> **Records contained in a dataset**:
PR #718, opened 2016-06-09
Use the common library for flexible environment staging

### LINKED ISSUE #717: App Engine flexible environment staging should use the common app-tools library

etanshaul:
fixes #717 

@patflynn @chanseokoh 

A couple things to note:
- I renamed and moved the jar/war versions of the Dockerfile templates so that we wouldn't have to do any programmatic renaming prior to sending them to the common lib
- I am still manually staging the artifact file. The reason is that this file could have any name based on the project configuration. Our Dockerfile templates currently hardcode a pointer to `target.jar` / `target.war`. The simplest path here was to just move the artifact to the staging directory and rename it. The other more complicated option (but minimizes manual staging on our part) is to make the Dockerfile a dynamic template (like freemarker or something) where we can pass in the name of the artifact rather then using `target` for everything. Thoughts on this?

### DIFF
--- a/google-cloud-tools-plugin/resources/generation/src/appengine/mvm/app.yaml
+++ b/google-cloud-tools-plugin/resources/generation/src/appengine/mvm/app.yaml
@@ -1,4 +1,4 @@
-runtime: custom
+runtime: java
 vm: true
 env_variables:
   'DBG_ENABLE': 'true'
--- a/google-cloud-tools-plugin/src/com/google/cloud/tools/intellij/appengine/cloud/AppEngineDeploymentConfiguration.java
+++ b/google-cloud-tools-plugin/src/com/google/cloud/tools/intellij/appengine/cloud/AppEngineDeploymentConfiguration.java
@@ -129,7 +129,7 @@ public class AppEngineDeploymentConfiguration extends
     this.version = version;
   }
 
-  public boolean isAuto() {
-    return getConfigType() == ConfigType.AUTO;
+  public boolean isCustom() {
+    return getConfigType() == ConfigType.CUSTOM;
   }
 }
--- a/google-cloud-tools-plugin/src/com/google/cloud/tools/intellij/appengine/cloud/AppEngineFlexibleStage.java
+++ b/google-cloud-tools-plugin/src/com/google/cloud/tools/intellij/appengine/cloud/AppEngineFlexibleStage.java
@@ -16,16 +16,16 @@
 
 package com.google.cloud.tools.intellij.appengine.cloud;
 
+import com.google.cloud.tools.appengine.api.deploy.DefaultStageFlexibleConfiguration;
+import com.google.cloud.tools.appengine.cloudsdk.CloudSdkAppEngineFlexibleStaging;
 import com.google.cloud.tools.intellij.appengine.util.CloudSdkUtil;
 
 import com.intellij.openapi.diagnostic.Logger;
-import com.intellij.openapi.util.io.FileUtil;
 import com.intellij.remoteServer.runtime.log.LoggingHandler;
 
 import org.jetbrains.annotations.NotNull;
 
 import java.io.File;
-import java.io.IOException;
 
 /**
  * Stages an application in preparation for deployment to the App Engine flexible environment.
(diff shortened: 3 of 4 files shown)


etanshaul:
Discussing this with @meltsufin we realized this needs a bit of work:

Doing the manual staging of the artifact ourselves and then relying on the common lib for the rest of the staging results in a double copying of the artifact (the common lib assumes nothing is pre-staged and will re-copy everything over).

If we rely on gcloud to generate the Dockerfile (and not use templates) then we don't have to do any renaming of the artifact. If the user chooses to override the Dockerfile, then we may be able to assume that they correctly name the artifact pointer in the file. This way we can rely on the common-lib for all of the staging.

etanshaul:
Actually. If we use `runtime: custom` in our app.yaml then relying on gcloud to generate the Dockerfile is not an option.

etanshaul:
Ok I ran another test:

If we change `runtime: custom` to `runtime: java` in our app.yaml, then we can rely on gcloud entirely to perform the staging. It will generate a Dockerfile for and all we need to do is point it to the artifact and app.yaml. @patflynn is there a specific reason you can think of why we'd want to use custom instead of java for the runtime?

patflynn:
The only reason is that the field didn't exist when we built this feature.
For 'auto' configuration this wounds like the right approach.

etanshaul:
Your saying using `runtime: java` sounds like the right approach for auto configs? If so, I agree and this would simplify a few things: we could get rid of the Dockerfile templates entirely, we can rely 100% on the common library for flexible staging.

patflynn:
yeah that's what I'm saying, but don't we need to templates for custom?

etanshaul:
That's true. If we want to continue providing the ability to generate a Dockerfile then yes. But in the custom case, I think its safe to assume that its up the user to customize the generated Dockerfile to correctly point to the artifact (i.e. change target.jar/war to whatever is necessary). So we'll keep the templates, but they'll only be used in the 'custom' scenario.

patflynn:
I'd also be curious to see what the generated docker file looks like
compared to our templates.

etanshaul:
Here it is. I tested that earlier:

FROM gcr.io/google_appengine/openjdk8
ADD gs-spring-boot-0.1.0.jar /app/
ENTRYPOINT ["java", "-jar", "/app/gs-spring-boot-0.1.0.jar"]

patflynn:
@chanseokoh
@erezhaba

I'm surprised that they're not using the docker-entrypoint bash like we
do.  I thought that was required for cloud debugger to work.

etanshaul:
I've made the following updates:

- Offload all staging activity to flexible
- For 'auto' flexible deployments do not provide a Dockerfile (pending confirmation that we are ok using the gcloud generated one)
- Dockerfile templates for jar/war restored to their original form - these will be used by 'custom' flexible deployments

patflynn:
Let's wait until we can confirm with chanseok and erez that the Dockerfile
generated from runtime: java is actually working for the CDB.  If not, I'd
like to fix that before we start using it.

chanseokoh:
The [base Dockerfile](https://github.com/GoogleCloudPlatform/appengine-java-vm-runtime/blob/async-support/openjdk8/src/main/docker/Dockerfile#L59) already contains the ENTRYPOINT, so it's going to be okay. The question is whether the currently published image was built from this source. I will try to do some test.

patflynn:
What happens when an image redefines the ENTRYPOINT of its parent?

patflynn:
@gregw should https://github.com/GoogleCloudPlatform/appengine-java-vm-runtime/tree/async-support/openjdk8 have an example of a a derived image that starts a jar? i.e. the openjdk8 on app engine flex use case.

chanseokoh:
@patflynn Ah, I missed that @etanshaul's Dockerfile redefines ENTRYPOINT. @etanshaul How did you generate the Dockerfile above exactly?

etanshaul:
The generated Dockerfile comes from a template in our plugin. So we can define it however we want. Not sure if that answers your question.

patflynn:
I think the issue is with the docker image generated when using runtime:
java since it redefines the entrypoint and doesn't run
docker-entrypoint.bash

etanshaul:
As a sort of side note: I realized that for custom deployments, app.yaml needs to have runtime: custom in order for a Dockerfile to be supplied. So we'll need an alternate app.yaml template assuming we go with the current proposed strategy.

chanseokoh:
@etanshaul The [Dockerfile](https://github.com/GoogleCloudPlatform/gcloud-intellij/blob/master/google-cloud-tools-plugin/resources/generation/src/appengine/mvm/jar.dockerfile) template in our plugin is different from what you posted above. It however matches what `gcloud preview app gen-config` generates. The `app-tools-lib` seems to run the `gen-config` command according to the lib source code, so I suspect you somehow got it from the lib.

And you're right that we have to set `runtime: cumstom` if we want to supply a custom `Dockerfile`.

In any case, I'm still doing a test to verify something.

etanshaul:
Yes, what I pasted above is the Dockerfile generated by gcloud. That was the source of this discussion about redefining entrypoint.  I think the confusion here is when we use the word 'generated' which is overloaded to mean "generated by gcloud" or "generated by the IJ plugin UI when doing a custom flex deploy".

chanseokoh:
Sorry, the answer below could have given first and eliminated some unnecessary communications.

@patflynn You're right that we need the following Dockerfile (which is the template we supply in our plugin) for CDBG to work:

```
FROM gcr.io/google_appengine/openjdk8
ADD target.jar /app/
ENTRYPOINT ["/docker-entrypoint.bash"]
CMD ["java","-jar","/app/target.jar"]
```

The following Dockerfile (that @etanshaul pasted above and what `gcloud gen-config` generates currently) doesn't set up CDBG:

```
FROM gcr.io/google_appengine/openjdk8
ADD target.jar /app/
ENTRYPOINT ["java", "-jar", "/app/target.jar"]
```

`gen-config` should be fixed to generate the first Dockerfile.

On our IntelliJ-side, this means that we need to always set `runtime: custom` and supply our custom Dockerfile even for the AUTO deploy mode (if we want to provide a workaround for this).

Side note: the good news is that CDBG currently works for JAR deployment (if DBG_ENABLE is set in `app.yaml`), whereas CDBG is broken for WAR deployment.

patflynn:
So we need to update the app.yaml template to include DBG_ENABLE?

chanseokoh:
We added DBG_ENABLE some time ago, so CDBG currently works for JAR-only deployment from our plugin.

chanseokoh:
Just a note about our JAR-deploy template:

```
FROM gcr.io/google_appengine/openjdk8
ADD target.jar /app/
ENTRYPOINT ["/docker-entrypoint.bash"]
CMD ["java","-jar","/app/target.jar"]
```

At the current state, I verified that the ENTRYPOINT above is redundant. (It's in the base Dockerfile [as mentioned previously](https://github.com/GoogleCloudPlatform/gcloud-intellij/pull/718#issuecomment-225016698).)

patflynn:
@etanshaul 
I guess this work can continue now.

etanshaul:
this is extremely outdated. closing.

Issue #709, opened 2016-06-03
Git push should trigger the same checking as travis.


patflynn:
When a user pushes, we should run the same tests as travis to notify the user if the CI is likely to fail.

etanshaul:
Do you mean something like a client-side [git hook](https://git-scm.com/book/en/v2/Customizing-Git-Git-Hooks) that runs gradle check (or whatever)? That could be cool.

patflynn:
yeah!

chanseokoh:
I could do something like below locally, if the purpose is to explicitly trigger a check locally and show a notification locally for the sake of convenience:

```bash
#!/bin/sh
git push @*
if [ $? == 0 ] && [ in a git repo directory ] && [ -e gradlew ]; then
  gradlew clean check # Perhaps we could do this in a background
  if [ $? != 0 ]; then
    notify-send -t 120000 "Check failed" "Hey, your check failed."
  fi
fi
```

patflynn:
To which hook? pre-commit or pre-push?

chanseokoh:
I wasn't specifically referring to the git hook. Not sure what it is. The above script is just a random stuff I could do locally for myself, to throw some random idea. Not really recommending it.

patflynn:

> **Task details**: Where a line in the records above contains "everything", include it in the count, and give only that number.

> **Expected output**: 2